In this blog, we will break down the complete two-stage process of training LLM, making it easy to understand. Starting with general pre-training using vast amounts of data, I explain how we build a foundational model and then improve it with fine-tuning techniques like SFT (Supervised Fine-Tuning) and alignment. Learn how fine-tuning works, how we use user feedback in alignment, and why methods like PPO and DPO are essential. If you’re looking for a clear, accessible explanation of large model training, this video is for you!
For detailed information, please watch the YouTube video: LLM Pre-Training and Fine-Tuning: Simple Explained
How should we approach the training of large models? Generally, this process is divided into two main stages. The first stage is pre-training the model, where we train a large model using massive amounts of data. This type of model is what we call a general-purpose model. However, there may be some capabilities that this general-purpose model lacks. In such cases, we need to improve the model using specialized or proprietary data, a process known as fine-tuning.
Model fine-tuning itself has two key stages. The first stage is SFT, or Supervised Fine-Tuning, and the second stage is the alignment phase. The data used here is often vast amounts of text, which can come from the internet, books, and other sources. Through this pre-training process, we obtain a pre-trained model. This pre-training stage gives us a generic large model, but it may still lack some capabilities required for specific scenarios. Therefore, we often perform further training on open-source models, which we refer to as fine-tuning.

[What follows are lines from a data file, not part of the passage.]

PR #735, opened 2019-11-18
Added two missing areas to LPI NSW Topographic Map

GenericError:
Lord Howe Island and Balls Pyramid were missing from the existing geoJSON. This edit adds two additional polygons, one for each of the areas.


andrewharvey (changes requested):
Thanks. Check out https://github.com/osmlab/editor-layer-index/blob/gh-pages/CONTRIBUTING.md.

"Each source must be a GeoJSON Feature"... not a FeatureCollection.

Also per https://github.com/osmlab/editor-layer-index/blob/gh-pages/.editorconfig it would be great if you could use an indent size of 4 spaces for consistency.

GenericError:
Would it be OK to duplicate the geoJSON extent of the NSW Best Imagery file, seeing as they both cover the same area?

Edit: and thank you for pointing out the error

andrewharvey:
> Would it be OK to duplicate the geoJSON extent of the NSW Best Imagery file, seeing as they both cover the same area?

No because they covered different areas, you can see the difference in the current files or at https://osmlab.github.io/editor-layer-index/, eg around the victorian border.

andrewharvey:
I'd suggest using the existing files but just amend the parts that need correcting rather than creating a whole new file.

andrewharvey:
I've implemented #743 which addresses the issues here and includes the extra areas in the topo bounds.

andrewharvey:
Oh and @GenericError thanks for spotting this and for the PR, I just went ahead and implemented this in #743 because I wasn't sure if you still had time to update this PR.

grischard:
Closing in favour of #743, thank you @GenericError!

PR #736, opened 2019-11-18
Update Torokbalint and Budapest XI. district

urbalazs:
New ortophotos are available for Törökbálint and Budapest XI. district.


grischard:
Thank you! Could you please add https://kozigazgatas.ujbuda.hu/adatvedelem - or a better link - as a `privacy_policy_url`?

urbalazs:
I used the same URL as there was added to the previous versions of the ortophotos. The link that you are paste above is the data privacy URL for visitors of the homepage, it is not applied to the ortophotos. We have special usage rights only for OpenStreetMap, and we collect all kind of special usage rights in the [OSM Wiki](https://wiki.openstreetmap.org/wiki/WikiProject_Hungary/Ortofot%C3%B3k).

urbalazs:
@grischard what are you expected from me? I can not provide other privacy policy URL than it is already has in the repository. Nothing changed, but newer images are available under the same license. Please compare the old and the new files, only the date is changed for the images.

andrewharvey:
The privacy policy is different to the license. The license grants exceptions to the copyright allowing others to republish the data. The privacy policy says what happens to your information you send to the server (like IP address, which areas you're looking at etc).

https://kozigazgatas.ujbuda.hu/adatvedelem and http://terinfo.ujbuda.hu are unavailable to me right now so I can't check, but the website privacy policy is probably good enough and can be considered to cover the mapping server too.

andrewharvey (approved):
Looks good to me, thanks.

grischard:
Thank you @urbalazs !

PR #1038, opened 2021-01-31
Fix sources with empty wms bot test image

rbuffat:
Fix sources from https://github.com/osmlab/editor-layer-index/pull/1031#issuecomment-770284681 with `has category * but image hash is 0000000000000000`.

- GliwiceOrthophotomap* sources had the wrong min_zoom set. 
- Rio_2015.geojson wrong max_zoom and not ideal geometry.


rbuffat:
The workflow has troubles with the `(` in the filenames. See https://github.com/osmlab/editor-layer-index/issues/1039
As the changes are of minor nature I will merge despite failing tests.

The first step in fine-tuning is usually SFT. During the SFT phase, we need instruction fine-tuning data, which is structured with two fields. The first field is the input, representing the user’s question, and the second field is the output, which is the standard answer. This standard answer is usually annotated by human users; for example, we might pose a question and invite experts to provide standardized responses. Using thousands, tens of thousands, or even hundreds of these instructional samples, we conduct SFT training to obtain an SFT model.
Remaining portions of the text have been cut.